Also how do these numbers compare to 7.4? They may not be what you
expected, but they might still be an improvment.
Matthew
Kevin Brown <kevin@sysexperts.com> writes:
This is why I sometimes wonder whether or not it would be a win to use
mmap() to access the data and index files --
mmap() is Right Out because it does not afford us sufficient control
over when changes to the in-memory data will propagate to disk. The
address-space-management problems you describe are also a nasty
headache, but that one is the showstopper.
regards, tom lane
Tom Lane wrote:
Kevin Brown <kevin@sysexperts.com> writes:
This is why I sometimes wonder whether or not it would be a win to use
mmap() to access the data and index files --mmap() is Right Out because it does not afford us sufficient control
over when changes to the in-memory data will propagate to disk. The
address-space-management problems you describe are also a nasty
headache, but that one is the showstopper.

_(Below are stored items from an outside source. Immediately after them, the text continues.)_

PR #422, opened 2021-03-27
Fix #421: Correct docstring on client.Append

### LINKED ISSUE #421: Documentation error
The documentation for Client.Append says:

> flags and date are optional arguments and can be set to nil. 

However, `date` is a non-pointer struct type so it cannot be nil.

yujiri8:


emersion:
Thanks

PR #423, opened 2021-03-31
Support for QRESYNC (RFC 7162) only for the client.

MartinNikolovMarinov:
Hello everyone. I know there has been a long discussion about IMAP extension support and in particular for QRESYNC (RFC 7162). From what I understand you have a plan to implement it in v2, but for some of us this feature is required today.

Perhaps a compromise could be reached.

Implementing this extension in the IMAP server does take quite a bit of effort (I suppose) but adding support in the client is rather simple. In fact all it takes is adding 1 new `StatusItem` type and storing it in the `MailboxStatus` struct. These changes would, almost a 100%, be required if/when you decide to implement it in v2.

Please consider merging this PR so that we can avoid forking and diverging source history further. There are 2 teams in my company that have separate quite diverged forks of this project.

note: 
  There is a change in `go.mod`, which is not related/necessary, but it's done to include this memory efficiency change 
  https://github.com/emersion/go-textwrapper/commit/9839c92a89e1a7bd26071bcb068512e780b4680a
  I realize it adds a bunch of code from `go-message` that might not be wanted, so I am ok with reverting this.
  
Thanks in advance and let me know :)


MartinNikolovMarinov:
Hey guys, any chance for this PR to get merged soon ?

emersion:
This implements only a small part of RFC 7162. How is it useful alone?

emersion:
> There is a change in go.mod, which is not related/necessary

Yeah, please don't include unrelated changes in your PR.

Huh? Surely fsync() or fdatasync() of the file descriptor associated
with the mmap()ed region at the appropriate times would accomplish
much of this? I'm particularly confused since PG's entire approach to
disk I/O is predicated on the notion that the OS, and not PG, is the
best arbiter of when data hits the disk. Otherwise it would be using
raw partitions for the highest-speed data store, yes?
Also, there isn't any particular requirement to use mmap() for
everything -- you can use traditional open/write/close calls for the
WAL and mmap() for the data/index files (but it wouldn't surprise me
if this would require some extensive code changes).

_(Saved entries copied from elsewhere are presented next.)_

PR #429, opened 2021-04-30
Add issue template

emersion:
Reject issues for questions about go-imap and IMAP in general. Our
issue tracker is filled with questions that aren't actionable.

cc @foxcpp

### DIFF
--- a/.github/ISSUE_TEMPLATE/config.yml
+++ b/.github/ISSUE_TEMPLATE/config.yml
@@ -1,0 +1,5 @@
+blank_issues_enabled: false
+contact_links:
+  - name: Questions
+    url: "https://webchat.freenode.net/##emersion"
+    about: "Please ask questions in ##emersion on Freenode"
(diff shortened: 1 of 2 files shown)


foxcpp:
I would add a webchat link to help people who are not particularly familiar with IRC.

emersion:
The `config.yml` should already display a link -- here's a preview of how that looks in Sway's issue tracker for instance:



> GitHub introduced "discussions" for that but looks like it is not available for repos as it is "beta"

I guess we _could_ enable it, but I wouldn't personally want to participate, watch or moderate it.

foxcpp:
>A link in a text input isn't really clickable, so I haven't included it in the template.

Woops, I am a bit blind.

emersion:
No worries :P alright, let's merge this and see how it goes.

emersion:
Well, not so well… :/



Will push a fixup.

That said, if it's typical for many changes to made to a page
internally before PG needs to commit that page to disk, then your
argument makes sense, and that's especially true if we simply cannot
have the page written to disk in a partially-modified state (something
I can easily see being an issue for the WAL -- would the same hold
true of the index/data files?).
--
Kevin Brown kevin@sysexperts.com
I wrote:
That said, if it's typical for many changes to made to a page
internally before PG needs to commit that page to disk, then your
argument makes sense, and that's especially true if we simply cannot
have the page written to disk in a partially-modified state (something
I can easily see being an issue for the WAL -- would the same hold
true of the index/data files?).
Also, even if multiple changes would be made to the page, with the
page being valid for a disk write only after all such changes are
made, the use of mmap() (in conjunction with an internal buffer that
would then be copied to the mmap()ed memory space at the appropriate
time) would potentially save a system call over the use of write()
(even if write() were used to write out multiple pages). However,
there is so much lower-hanging fruit than this that an mmap()
implementation almost certainly isn't worth pursuing for this alone.
So: it seems to me that mmap() is worth pursuing only if most internal
buffers tend to be written to only once or if it's acceptable for a
partially modified data/index page to be written to disk (which I
suppose could be true for data/index pages in the face of a rock-solid
WAL).
--
Kevin Brown kevin@sysexperts.com
Kevin Brown <kevin@sysexperts.com> writes:
Tom Lane wrote:
mmap() is Right Out because it does not afford us sufficient control
over when changes to the in-memory data will propagate to disk.
... that's especially true if we simply cannot
have the page written to disk in a partially-modified state (something
I can easily see being an issue for the WAL -- would the same hold
true of the index/data files?).
You're almost there. Remember the fundamental WAL rule: log entries
must hit disk before the data changes they describe. That means that we
need not only a way of forcing changes to disk (fsync) but a way of
being sure that changes have *not* gone to disk yet. In the existing
implementation we get that by just not issuing write() for a given page
until we know that the relevant WAL log entries are fsync'd down to
disk. (BTW, this is what the LSN field on every page is for: it tells
the buffer manager the latest WAL offset that has to be flushed before
it can safely write the page.)
mmap provides msync which is comparable to fsync, but AFAICS it
provides no way to prevent an in-memory change from reaching disk too
soon. This would mean that WAL entries would have to be written *and
flushed* before we could make the data change at all, which would
convert multiple updates of a single page into a series of write-and-
wait-for-WAL-fsync steps. Not good. fsync'ing WAL once per transaction
is bad enough, once per atomic action is intolerable.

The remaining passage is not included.